* [PROMPT] Once the lines below holding the string "create" are counted, give that number alone.
EXTRACTED DATA Start Marker
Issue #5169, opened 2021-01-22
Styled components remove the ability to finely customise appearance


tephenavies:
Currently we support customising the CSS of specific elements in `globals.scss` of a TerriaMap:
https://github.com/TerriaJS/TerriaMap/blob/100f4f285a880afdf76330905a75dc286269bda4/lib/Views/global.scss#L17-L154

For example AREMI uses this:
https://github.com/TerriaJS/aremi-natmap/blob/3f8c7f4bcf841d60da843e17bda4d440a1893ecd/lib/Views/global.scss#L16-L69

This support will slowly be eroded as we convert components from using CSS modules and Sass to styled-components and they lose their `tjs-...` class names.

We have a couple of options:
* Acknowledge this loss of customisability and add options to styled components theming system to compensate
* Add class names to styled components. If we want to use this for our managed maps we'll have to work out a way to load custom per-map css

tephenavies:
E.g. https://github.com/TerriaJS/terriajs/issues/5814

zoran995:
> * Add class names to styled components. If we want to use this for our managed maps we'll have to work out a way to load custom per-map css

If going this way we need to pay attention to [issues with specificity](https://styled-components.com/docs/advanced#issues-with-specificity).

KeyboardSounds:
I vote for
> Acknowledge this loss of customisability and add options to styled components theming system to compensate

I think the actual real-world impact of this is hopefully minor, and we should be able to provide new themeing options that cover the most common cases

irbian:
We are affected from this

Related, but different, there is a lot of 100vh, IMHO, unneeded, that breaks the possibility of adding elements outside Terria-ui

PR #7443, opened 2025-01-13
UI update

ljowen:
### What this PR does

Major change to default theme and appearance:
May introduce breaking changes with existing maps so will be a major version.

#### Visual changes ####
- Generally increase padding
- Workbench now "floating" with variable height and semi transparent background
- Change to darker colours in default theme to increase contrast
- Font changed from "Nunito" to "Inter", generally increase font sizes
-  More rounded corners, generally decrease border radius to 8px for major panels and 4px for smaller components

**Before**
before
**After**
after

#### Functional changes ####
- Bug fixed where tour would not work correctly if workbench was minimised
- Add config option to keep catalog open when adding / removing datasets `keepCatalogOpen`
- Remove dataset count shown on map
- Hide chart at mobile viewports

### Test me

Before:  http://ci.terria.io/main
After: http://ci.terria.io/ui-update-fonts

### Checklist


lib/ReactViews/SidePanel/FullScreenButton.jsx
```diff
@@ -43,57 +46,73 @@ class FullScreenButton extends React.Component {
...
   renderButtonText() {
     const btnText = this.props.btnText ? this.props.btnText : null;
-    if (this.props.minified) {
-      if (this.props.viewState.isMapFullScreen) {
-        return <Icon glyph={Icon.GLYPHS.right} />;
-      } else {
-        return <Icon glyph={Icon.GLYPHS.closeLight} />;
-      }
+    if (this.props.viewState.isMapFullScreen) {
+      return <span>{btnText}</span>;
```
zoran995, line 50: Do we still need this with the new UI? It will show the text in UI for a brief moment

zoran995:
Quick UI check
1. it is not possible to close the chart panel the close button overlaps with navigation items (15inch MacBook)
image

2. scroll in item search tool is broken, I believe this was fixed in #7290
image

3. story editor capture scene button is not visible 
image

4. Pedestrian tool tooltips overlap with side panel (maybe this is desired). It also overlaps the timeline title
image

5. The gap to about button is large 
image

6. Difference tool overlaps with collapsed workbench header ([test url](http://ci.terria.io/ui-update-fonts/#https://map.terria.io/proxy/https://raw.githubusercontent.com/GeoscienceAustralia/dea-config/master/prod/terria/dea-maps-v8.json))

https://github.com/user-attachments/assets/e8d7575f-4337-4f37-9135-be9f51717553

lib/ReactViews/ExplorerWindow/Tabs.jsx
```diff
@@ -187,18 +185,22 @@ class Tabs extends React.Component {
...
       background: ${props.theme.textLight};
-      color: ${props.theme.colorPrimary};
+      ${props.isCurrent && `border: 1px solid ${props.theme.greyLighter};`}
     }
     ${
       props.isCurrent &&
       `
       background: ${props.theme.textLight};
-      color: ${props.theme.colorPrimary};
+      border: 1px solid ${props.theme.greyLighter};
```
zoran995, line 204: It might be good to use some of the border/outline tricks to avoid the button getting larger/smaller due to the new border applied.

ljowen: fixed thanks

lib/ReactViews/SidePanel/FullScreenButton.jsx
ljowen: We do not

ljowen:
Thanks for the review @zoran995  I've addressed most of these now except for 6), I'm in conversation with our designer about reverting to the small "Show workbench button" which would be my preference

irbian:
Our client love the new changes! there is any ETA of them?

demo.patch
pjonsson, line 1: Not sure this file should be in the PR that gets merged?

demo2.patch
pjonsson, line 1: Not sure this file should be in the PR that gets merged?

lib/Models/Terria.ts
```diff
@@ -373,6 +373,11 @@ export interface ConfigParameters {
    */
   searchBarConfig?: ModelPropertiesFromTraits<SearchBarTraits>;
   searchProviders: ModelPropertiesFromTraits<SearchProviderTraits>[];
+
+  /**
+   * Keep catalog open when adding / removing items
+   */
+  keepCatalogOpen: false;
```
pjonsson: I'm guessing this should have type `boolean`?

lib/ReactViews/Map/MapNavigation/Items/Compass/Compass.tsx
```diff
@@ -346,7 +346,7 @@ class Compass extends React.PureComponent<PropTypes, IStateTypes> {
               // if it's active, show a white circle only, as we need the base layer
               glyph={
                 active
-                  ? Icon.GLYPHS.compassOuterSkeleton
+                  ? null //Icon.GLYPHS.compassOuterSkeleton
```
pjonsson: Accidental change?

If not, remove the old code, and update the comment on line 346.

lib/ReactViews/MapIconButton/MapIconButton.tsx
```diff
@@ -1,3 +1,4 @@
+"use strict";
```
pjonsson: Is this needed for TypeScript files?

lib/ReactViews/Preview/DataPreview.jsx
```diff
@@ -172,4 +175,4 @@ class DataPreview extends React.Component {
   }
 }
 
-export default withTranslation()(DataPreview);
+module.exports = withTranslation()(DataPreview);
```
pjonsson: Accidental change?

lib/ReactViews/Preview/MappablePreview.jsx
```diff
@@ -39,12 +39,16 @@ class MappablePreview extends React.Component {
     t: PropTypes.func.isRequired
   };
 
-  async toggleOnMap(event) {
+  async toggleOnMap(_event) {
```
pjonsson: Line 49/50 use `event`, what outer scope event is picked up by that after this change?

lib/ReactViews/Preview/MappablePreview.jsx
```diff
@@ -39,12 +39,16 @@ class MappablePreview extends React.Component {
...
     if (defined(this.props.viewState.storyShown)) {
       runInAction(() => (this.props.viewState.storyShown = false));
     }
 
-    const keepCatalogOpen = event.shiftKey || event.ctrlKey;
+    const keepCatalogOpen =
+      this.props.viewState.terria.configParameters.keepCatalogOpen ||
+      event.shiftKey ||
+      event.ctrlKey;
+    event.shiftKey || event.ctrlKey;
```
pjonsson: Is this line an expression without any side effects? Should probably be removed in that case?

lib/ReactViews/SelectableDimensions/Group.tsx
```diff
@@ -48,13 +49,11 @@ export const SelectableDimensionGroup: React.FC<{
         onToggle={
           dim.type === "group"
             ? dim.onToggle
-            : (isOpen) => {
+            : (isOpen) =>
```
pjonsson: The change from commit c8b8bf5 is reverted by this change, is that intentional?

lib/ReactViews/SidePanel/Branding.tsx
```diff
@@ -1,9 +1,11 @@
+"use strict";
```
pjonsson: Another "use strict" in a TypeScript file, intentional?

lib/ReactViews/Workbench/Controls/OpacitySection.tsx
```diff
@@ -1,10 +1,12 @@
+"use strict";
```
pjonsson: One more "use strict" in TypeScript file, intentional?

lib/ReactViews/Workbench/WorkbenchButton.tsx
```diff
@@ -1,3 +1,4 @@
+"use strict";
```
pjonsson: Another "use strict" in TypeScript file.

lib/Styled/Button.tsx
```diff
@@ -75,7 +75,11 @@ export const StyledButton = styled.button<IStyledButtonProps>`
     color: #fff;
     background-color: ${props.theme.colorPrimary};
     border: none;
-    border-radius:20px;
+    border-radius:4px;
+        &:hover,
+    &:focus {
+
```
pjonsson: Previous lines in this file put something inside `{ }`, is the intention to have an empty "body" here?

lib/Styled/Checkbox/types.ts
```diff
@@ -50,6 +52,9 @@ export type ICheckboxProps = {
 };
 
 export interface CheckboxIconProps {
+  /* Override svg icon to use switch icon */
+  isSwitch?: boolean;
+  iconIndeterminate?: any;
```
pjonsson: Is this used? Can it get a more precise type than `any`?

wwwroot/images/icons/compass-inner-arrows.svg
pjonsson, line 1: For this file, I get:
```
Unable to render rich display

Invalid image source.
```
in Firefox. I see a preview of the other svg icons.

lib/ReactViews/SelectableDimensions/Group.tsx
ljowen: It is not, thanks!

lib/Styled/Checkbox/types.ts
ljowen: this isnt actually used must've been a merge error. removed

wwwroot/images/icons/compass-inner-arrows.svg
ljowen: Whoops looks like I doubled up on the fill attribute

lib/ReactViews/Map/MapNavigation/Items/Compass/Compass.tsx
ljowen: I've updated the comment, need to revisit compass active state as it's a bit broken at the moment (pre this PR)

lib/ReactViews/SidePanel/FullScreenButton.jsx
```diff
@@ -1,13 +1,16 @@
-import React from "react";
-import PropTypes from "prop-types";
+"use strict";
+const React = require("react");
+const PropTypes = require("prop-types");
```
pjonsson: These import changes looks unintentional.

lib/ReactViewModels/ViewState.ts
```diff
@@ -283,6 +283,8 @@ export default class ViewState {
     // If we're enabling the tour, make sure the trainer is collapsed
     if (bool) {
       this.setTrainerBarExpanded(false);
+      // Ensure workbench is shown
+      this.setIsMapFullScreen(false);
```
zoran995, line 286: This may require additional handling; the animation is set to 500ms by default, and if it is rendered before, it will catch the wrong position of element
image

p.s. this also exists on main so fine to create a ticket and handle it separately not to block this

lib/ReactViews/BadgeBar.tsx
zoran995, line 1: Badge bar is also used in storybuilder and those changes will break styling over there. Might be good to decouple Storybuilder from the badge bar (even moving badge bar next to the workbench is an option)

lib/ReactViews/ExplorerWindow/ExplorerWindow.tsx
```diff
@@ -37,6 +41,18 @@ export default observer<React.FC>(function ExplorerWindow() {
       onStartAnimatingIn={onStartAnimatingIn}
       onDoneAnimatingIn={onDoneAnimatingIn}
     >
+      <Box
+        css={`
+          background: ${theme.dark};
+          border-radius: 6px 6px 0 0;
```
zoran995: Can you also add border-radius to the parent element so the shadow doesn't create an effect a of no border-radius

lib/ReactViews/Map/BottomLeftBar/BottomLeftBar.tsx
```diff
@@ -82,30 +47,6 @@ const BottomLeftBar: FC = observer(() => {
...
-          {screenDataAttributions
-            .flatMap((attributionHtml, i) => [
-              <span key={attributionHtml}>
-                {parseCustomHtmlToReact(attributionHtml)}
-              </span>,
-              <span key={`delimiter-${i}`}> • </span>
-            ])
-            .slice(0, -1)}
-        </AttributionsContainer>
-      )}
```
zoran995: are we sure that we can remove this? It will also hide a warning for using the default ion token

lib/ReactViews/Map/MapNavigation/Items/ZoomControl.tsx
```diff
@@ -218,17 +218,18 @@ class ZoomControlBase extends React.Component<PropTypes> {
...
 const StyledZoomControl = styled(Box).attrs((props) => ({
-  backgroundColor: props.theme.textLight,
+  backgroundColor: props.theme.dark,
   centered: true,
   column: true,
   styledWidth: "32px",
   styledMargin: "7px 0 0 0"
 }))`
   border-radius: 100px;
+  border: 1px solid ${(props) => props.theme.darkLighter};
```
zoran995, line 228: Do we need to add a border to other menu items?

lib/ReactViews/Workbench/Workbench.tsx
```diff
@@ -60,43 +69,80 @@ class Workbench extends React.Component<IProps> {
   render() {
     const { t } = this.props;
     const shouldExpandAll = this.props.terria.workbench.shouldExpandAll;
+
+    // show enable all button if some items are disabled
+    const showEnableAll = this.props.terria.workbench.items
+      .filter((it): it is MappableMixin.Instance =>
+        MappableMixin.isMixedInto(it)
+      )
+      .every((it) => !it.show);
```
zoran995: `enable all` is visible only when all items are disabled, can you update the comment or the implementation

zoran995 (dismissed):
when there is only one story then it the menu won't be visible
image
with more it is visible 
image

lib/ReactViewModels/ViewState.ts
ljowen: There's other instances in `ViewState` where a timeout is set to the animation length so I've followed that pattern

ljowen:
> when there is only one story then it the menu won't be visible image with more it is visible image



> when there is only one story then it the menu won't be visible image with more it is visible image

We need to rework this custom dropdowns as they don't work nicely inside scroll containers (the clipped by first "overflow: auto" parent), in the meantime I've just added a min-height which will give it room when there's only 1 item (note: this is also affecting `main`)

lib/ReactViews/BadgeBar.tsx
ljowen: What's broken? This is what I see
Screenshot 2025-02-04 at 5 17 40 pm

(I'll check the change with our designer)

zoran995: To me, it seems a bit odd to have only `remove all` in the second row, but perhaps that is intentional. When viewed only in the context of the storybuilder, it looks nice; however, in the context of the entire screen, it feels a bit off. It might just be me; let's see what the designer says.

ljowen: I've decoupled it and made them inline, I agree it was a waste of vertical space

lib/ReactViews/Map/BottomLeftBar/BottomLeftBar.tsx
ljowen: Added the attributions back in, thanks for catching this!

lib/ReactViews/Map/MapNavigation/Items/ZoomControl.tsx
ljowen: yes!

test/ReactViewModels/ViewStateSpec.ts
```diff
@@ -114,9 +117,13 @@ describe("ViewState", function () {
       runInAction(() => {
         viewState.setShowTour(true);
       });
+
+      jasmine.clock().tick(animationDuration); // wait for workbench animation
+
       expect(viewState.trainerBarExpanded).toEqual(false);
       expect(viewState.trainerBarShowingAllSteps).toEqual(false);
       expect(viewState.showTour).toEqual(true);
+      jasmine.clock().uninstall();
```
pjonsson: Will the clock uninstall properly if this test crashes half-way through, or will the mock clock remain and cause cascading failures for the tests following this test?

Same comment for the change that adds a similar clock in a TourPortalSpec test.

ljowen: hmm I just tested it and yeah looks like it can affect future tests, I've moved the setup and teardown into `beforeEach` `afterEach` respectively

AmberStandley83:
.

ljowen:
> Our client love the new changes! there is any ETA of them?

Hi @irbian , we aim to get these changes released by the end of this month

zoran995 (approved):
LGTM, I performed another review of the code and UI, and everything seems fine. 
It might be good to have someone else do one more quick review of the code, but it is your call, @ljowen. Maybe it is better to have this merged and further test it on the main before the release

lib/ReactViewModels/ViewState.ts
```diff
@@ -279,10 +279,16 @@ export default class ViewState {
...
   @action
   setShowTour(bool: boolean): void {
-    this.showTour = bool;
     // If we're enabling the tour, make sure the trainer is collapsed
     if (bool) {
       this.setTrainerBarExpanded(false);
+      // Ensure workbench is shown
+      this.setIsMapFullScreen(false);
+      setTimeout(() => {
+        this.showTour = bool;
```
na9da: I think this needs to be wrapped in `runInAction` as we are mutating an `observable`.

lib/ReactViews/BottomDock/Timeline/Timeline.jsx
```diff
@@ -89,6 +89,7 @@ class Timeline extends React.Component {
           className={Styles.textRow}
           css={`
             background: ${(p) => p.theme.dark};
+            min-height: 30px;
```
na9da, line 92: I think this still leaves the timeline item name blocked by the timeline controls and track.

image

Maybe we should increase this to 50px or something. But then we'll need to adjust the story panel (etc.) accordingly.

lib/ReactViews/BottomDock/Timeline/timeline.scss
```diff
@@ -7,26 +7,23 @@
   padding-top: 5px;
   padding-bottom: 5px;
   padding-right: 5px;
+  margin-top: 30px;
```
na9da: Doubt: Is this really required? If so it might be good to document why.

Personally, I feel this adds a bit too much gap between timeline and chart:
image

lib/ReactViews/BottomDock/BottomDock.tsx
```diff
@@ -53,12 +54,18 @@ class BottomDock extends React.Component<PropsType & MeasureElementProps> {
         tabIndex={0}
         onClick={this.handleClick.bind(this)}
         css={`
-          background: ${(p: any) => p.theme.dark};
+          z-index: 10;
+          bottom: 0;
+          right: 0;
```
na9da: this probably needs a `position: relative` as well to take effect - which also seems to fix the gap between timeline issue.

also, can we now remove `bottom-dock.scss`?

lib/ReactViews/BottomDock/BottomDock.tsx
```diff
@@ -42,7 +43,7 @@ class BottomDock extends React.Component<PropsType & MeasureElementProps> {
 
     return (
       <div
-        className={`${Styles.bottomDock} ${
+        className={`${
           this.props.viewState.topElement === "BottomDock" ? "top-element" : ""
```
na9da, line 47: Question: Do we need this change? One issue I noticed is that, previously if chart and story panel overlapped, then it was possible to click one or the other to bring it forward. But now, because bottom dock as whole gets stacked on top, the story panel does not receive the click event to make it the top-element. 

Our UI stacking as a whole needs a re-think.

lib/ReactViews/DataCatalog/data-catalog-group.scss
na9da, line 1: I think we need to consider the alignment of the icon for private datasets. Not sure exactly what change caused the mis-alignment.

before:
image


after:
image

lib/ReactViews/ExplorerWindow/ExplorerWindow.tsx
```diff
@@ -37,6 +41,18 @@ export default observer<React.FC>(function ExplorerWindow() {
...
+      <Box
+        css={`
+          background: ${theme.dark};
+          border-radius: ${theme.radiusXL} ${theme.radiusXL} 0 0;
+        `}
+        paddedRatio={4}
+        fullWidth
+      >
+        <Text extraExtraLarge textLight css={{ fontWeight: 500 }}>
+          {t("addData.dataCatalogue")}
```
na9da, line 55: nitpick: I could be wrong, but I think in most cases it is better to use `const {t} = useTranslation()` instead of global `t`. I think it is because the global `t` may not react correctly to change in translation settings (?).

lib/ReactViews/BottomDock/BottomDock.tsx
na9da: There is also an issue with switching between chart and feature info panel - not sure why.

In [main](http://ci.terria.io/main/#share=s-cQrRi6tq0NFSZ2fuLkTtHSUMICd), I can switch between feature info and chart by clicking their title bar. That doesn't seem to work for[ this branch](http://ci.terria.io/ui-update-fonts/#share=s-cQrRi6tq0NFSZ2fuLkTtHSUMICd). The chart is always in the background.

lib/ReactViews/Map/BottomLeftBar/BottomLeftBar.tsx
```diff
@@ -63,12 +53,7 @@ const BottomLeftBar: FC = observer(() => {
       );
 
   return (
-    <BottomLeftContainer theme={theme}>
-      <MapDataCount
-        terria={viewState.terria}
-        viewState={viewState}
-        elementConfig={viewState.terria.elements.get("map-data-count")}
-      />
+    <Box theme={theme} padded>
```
EXTRACTED DATA End Marker
* [EXERCISE SOLUTION] 2